### Your instructions:
Only lines with the word "about" are needed; collect each of them from the listing below.

### Provided entries:
^^^^^^^^^^^^^^^^
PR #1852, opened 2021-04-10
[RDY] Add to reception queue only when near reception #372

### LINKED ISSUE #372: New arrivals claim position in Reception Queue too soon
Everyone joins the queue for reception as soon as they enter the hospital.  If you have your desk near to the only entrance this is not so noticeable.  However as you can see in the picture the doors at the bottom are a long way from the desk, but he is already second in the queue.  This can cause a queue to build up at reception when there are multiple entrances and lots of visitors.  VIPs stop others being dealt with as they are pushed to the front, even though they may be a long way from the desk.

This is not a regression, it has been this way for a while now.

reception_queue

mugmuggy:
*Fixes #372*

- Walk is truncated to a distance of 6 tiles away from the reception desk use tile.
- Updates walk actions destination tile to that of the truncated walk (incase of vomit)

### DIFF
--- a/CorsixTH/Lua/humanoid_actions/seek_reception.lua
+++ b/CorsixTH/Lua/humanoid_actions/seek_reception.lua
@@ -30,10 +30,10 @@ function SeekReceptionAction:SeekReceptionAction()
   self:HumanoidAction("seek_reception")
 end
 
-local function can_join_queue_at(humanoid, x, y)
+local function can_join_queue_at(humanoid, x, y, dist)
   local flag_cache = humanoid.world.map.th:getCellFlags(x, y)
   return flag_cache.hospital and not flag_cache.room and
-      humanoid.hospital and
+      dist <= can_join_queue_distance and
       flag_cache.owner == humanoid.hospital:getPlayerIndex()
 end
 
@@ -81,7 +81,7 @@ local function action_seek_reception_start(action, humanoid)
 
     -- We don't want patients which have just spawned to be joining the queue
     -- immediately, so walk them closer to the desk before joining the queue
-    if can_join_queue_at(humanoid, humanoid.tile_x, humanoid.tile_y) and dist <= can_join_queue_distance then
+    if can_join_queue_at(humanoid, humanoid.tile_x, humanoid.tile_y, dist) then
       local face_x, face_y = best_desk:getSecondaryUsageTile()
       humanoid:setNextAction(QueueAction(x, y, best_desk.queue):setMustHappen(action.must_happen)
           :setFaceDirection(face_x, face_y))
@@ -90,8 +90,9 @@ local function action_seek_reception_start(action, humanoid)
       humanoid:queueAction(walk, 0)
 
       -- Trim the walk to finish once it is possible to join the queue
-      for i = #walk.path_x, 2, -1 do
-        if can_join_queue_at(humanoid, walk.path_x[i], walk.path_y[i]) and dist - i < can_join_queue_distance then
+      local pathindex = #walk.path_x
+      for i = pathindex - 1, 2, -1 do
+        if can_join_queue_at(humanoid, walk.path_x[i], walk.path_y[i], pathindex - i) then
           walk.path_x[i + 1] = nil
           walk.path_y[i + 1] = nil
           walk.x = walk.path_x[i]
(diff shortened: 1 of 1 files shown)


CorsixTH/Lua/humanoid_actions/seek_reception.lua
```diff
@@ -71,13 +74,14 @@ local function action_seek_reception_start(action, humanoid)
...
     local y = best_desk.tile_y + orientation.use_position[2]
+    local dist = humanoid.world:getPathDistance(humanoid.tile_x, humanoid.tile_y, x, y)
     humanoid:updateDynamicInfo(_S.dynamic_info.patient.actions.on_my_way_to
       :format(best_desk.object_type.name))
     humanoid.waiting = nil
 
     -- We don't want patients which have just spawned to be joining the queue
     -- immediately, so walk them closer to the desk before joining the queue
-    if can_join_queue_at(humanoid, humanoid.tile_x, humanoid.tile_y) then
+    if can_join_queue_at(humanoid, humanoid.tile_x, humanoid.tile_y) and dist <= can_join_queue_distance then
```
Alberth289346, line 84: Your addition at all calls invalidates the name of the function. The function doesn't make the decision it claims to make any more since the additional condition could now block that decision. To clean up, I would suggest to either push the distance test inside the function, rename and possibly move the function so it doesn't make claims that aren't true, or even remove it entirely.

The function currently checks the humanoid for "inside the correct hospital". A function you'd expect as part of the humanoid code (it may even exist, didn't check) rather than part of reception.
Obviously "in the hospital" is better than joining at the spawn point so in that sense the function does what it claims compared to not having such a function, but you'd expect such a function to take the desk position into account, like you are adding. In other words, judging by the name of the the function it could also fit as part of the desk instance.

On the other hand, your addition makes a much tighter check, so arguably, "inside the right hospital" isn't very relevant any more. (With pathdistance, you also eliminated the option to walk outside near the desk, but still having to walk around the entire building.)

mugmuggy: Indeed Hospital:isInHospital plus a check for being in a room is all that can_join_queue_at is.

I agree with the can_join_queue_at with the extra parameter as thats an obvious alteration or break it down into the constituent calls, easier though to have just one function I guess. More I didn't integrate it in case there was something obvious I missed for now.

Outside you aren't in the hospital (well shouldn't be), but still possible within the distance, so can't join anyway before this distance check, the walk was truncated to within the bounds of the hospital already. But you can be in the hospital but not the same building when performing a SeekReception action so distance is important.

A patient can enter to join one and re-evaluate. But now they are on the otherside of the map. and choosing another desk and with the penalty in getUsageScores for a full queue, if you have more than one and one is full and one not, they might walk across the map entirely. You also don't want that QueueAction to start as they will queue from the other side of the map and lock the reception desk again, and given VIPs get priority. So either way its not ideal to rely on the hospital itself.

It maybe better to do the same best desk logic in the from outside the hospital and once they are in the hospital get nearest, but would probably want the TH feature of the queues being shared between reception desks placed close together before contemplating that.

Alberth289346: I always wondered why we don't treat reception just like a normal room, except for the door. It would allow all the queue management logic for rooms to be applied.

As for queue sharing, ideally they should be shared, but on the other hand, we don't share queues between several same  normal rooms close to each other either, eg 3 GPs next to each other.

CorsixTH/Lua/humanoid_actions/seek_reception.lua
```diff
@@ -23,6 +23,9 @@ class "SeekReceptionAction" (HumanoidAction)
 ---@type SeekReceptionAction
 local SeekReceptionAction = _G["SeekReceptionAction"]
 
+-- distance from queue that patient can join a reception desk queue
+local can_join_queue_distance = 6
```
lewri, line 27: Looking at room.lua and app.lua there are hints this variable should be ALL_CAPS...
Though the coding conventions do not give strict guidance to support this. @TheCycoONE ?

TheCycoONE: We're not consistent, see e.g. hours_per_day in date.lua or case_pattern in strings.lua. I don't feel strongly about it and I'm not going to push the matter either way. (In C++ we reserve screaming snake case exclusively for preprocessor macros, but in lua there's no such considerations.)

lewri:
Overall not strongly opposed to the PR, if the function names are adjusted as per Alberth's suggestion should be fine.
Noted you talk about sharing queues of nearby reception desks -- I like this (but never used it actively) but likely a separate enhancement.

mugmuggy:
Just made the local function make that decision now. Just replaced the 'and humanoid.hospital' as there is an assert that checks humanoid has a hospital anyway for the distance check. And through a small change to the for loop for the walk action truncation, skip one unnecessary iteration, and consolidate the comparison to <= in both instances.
^^^^^^^^^^^^^^^^
### Answer box:
TheCycoONE: We're not consistent, see e.g. hours_per_day in date.lua or case_pattern in strings.lua. I don't feel strongly about it and I'm not going to push the matter either way. (In C++ we reserve screaming snake case exclusively for preprocessor macros, but in lua there's no such considerations.)
Noted you talk about sharing queues of nearby reception desks -- I like this (but never used it actively) but likely a separate enhancement.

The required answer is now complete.